- _Prompt_: The answer is the set of lines that include "nice", copied from the data below.

*** The data ***

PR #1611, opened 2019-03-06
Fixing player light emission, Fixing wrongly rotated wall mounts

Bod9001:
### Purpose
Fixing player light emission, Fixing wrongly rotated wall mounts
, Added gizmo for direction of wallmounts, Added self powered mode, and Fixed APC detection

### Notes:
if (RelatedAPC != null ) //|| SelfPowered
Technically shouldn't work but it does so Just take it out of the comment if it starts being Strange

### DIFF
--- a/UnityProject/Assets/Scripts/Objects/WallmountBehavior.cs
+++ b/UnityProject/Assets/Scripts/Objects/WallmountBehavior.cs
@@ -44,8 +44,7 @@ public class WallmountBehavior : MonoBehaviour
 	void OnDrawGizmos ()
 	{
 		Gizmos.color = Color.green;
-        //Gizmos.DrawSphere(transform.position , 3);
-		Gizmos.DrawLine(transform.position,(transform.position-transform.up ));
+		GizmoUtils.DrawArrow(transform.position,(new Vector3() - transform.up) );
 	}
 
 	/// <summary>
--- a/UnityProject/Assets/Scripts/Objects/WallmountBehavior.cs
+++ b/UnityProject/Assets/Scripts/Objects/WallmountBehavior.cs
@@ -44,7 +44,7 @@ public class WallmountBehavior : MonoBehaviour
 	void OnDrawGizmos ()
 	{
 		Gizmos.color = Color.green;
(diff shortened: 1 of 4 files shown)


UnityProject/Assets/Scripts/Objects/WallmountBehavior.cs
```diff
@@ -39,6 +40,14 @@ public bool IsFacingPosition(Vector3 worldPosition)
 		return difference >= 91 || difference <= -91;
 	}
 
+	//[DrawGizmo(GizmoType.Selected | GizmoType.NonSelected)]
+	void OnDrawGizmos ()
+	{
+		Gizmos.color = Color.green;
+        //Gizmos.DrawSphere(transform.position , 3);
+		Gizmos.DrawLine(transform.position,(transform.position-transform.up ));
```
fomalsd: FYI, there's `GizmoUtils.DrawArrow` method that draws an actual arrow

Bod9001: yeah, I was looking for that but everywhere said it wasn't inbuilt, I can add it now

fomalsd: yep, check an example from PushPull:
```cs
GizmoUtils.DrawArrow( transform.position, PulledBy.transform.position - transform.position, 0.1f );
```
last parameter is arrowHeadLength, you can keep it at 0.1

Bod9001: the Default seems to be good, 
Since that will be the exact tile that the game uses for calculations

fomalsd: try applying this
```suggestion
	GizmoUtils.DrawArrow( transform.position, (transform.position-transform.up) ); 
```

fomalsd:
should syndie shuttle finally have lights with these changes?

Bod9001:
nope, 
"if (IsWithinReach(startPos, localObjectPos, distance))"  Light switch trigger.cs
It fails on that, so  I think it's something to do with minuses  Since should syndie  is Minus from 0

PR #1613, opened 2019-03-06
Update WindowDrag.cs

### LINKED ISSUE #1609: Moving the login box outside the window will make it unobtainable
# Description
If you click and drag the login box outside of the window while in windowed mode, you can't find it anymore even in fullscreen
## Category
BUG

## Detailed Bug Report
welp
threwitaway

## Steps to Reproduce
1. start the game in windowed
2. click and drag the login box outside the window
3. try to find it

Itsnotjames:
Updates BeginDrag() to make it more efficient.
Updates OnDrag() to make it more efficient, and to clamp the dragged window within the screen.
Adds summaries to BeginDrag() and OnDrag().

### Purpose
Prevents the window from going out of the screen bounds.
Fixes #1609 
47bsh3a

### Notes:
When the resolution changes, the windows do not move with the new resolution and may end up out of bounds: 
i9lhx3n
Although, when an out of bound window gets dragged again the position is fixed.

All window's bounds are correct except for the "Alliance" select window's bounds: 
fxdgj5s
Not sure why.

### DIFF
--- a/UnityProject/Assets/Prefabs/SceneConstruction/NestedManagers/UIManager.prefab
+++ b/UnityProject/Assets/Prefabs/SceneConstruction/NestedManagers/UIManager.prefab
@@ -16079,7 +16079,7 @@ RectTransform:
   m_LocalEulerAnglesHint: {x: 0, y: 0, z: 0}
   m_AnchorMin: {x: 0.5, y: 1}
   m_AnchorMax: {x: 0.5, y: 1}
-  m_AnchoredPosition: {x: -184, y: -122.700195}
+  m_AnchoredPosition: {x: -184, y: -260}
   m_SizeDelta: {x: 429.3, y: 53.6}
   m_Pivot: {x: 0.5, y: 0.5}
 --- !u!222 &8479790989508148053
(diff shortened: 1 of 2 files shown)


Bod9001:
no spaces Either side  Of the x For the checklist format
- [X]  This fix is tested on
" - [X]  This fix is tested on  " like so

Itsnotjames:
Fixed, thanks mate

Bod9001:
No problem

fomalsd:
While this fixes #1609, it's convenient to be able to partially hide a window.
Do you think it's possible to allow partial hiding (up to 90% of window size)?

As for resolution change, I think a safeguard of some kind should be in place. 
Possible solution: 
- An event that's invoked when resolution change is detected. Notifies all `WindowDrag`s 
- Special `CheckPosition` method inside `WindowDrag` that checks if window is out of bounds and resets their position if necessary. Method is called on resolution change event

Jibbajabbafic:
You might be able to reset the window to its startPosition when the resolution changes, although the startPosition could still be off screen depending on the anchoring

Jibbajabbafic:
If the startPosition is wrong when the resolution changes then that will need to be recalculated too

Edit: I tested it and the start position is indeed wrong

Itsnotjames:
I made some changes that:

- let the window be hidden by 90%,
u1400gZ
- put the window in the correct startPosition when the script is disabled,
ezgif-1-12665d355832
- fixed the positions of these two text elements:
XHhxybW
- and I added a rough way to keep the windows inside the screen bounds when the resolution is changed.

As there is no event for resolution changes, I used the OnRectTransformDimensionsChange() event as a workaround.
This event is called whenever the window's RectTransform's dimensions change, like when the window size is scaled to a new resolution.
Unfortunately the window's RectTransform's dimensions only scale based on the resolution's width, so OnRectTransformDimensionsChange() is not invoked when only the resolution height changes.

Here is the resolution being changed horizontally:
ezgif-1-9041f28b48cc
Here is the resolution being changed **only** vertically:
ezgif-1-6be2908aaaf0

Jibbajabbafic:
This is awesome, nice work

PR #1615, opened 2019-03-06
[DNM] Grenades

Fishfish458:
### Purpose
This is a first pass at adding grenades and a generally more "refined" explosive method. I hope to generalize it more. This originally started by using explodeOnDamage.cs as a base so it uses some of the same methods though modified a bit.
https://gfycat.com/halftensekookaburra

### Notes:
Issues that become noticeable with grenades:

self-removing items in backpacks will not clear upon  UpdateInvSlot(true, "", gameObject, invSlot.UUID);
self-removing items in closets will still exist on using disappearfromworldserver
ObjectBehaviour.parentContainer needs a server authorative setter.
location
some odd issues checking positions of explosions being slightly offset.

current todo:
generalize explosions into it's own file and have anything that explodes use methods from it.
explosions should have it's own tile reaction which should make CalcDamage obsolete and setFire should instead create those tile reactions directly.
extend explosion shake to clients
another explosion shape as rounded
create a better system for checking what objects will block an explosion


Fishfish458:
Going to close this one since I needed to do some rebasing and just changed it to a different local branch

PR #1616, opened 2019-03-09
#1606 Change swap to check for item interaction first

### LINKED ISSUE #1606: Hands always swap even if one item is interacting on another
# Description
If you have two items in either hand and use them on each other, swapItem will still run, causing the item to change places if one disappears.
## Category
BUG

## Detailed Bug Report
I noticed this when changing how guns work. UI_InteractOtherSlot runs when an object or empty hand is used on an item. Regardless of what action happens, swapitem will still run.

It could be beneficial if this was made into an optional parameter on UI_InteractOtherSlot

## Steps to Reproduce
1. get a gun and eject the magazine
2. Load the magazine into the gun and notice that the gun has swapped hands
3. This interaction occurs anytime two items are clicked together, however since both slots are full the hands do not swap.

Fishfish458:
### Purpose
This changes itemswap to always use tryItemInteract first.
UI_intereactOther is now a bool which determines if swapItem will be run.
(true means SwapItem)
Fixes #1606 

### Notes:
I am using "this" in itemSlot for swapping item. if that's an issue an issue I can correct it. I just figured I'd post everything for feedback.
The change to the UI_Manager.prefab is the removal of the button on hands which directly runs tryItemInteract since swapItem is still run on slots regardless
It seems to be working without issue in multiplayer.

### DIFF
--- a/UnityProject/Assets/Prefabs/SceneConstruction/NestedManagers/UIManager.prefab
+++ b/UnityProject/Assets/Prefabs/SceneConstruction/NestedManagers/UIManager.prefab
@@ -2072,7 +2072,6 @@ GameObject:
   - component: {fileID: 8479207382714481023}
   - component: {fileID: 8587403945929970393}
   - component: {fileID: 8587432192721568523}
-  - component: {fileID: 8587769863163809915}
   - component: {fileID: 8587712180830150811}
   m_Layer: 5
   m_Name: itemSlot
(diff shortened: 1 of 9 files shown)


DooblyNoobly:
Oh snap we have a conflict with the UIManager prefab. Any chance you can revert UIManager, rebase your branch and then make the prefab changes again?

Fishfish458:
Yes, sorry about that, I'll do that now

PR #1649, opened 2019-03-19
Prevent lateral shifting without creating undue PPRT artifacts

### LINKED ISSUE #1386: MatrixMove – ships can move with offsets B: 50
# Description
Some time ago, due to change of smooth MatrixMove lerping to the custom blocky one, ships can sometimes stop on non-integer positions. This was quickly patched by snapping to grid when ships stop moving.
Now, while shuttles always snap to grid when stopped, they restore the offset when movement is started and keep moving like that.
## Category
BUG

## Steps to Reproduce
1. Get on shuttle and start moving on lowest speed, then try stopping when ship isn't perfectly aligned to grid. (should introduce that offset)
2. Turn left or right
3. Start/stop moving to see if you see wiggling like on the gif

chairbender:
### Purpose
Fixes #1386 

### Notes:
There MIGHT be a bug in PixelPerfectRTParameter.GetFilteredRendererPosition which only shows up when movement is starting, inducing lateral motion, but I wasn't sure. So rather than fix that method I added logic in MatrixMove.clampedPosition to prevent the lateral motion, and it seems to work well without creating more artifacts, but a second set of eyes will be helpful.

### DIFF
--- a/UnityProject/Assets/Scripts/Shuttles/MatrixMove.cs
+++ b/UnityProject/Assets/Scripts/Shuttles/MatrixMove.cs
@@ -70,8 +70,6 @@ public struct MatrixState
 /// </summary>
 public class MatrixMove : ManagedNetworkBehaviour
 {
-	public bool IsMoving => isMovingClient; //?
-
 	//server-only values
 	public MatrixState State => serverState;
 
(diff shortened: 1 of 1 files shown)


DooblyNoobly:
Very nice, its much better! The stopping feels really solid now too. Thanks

*** End of The data ***

- _Exercise response_:
This is awesome, nice work
Very nice, its much better! The stopping feels really solid now too. Thanks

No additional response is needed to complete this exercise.